As president, Rouhani could well make it easier for Tehran to resist sanctions and other international pressure without slowing its progress toward a nuclear bomb, its intervention in Syria’s civil war or its sponsorship of terrorism. With his crude denials of the Holocaust and promises to wipe Israel off the map, Ahmadinejad helped the United States and its allies rally support for measures that have reduced Iran’s oil earnings by half and isolated it from the world. Rouhani, in contrast, has boasted of his record, as nuclear negotiator from 2003 to 2005, of heading off sanctions through skillful diplomacy even as more centrifuges were installed. His more moderate face has already prompted calls for the Obama administration to sweeten its proposals for compromise with the regime.

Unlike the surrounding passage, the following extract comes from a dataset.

PR #6579, opened 2025-05-22
Actively migrate away from RocksDB based ID tracker

timvisee:
Actively migrate away from ID trackers that still use RocksDB. On segment load, it is replaced with our new [mutable ID tracker](https://github.com/qdrant/qdrant/issues/6157).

It’s possible, though unlikely, that Khamenei will reverse himself and support such a compromise; if so, Rouhani will be easier to work with than the current nuclear negotiator, Saeed Jalili. More likely, the president’s main forum will be domestic. Young Iranians will be counting on him to ease the repression of morals police, improve the status of women and free political prisoners. In particular, many who supported him will expect him to release the leaders of the 2009 Green movement, Mir Hossein Mousavi and Mehdi Karroubi, who remain under house arrest.
The election demonstrated that a majority of Iranians continues to yearn for a freer society and reject the reactionary policies of Khamenei and his clique of hard-line clerics. If Rouhani is not allowed to take steps to answer those aspirations, both he and the regime could face another popular challenge.